Last April, a statue of Imperialist hero Cecil Rhodes erected in 1934 was removed from the campus of the University of Cape Town. The statue had been previously desecrated with paint and excrement. When a crane lifted the statue away, celebrating students climbed up and danced on its plinth. Rhodes had to be removed, you see, because the 19th century figure was guilty of believing in African Inequality and was a renowned champion of British Colonialism.

Telegraph story

The insistence upon the removal of prominent historical figures guilty by the present standards of the extremist left of politically incorrect behavior and opinions is not merely restricted to Third World countries where revolutionary regimes have succeeded to power.

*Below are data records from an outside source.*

PR #1825, opened 2026-06-19
Video rotation

### LINKED ISSUE #1823: VideoFile.get_np()/get_info() ignore stream rotation
`VideoFile.get_np()` and `get_info()` ignore the stream's display rotation (`DISPLAYMATRIX`). For any rotated video (phones, many dashcams), DataChain returns the raw coded frame, i.e. sideways, and reports `width`/`height` swapped. ffmpeg/OpenCV autorotate; we don't. A model run over these frames silently sees sideways images.

Only affects videos that carry a rotation flag; normal videos with no rotation metadata decode correctly.

### Exact repro file (public domain, CC0)

A single BDD100K dashcam clip with a 90° `DISPLAYMATRIX`. Fetch it (no login):

```bash
curl -sL "https://www.kaggle.com/api/v1/datasets/download/robikscube/driving-video-with-object-tracking/bdd100k_videos_train_00%2Fbdd100k%2Fvideos%2Ftrain%2F0000f77c-6257be58.mov" -o clip.zip
unzip clip.zip   # -> 0000f77c-6257be58.mov   (coded 720x1280, displays 1280x720)
```

```bash
$ ffprobe -v error -select_streams v:0 -show_entries stream=width,height -show_entries side_data=rotation 0000f77c-6257be58.mov
width=720
height=1280
rotation=-90
```

### Repro (verified, run as-is)

```python
import datachain as dc

vf = dc.read_storage("file:///abs/path/to/0000f77c-6257be58.mov", type="video").to_values("file")[0]

info = vf.get_info()
print(info.width, info.height)              # 720 1280       -> swapped; clip displays as 1280x720
print(vf.get_frame(150).get_np().shape)     # (1280, 720, 3) -> sideways (h, w, c)
```

For the same clip OpenCV returns `(720, 1280, 3)` (it applies the rotation).

### Cause

`src/datachain/lib/file.py:1563,1572` call `to_ndarray(format="rgb24")` without applying the display matrix (PyAV doesn't autorotate; ffmpeg/cv2 do). `get_info()` reads coded dims for the same reason.

### Fix

Apply the display-matrix rotation on decode (ffmpeg `autorotate` equivalent).

(Minor: `get_np()` returns RGB; consumers expecting BGR, e.g. Ultralytics, get swapped channels. Worth a docstring note.)

dmpetrov:
Closes #1823

### DIFF
--- a/src/datachain/lib/video.py
+++ b/src/datachain/lib/video.py
@@ -25,6 +25,7 @@ from datachain.lib.file import (
 try:
     import av
     import ffmpeg
+    from av.sidedata.sidedata import Type as _SideDataType
 except ImportError as exc:
     raise ImportError(
         "Missing dependencies for processing video.\n"
@@ -32,14 +33,7 @@ except ImportError as exc:
         "  pip install 'datachain[video]'\n"
     ) from exc
 
-_DISPLAYMATRIX: Any = None
-try:
-    from av.sidedata.sidedata import Type as _SideDataType
-
-    _DISPLAYMATRIX = _SideDataType.DISPLAYMATRIX
-except Exception:  # noqa: BLE001, S110  # PyAV without this enum -> no rotation
-    pass
-
+_DISPLAYMATRIX = _SideDataType.DISPLAYMATRIX
 
 VIDEO_TIME_BASE = 1_000_000
 # DISPLAYMATRIX rotation entries are 16.16 fixed point (FFmpeg libavutil/display.h).
@@ -58,11 +52,12 @@ class _SeekLandedAfterStartError(Exception):
 def _display_matrix_rotation(frame) -> int:
     """
     Clockwise display rotation (0/90/180/270) from a frame's DISPLAYMATRIX,
-    matching FFmpeg ``autorotate``/OpenCV (PyAV does not autorotate). Mirrored
-    matrices reduce to their nearest rotation; returns 0 when absent.
+    matching what FFmpeg/OpenCV apply on playback (PyAV does not autorotate).
+
+    Only right-angle rotation is applied: scale is normalized out and any
+    flipped or off-axis matrix is snapped to the nearest 0/90/180/270, as
+    OpenCV does. Returns 0 when there is no rotation metadata.
     """
-    if _DISPLAYMATRIX is None:
-        return 0
     try:
         side_data = frame.side_data.get(_DISPLAYMATRIX)
         if side_data is None:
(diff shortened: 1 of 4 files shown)


src/datachain/lib/video.py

In Oxford, in the heart of England itself, the campus left is following the South African example and demanding the removal of a statue of Rhodes from a niche on the facade of his own college. Newsweek

The Left’s war on history, as you see below, at Yale, has been underway for decades.

What could possibly demonstrate the intellectual and moral fatuity of today’s academic establishment than this kind of abject surrender to the worst kinds of left-wing extremism in response to emotionalist blackmail?

If the study of History produces any kind of wisdom at all, the most basic component of that enlightened understanding would have to be the apprehension that it is impossible to pass judgement on the beliefs and actions of people living in the past by the standard of conventional opinions of the present.

CalhounStainedGlass
The stained glass picture of Vice President, Secretary of State, and political philosopher John C. Calhoun, Yale Class of 1804, ornamenting the Common Room of the Yale residential college named for the great man was deliberately broken by left-wing students during the 1970s. The window was restored, but portions of the window depicting a black slave in chains kneeling at Calhoun’s feet were removed officially in 1993, after a black student complained that he was personally offended.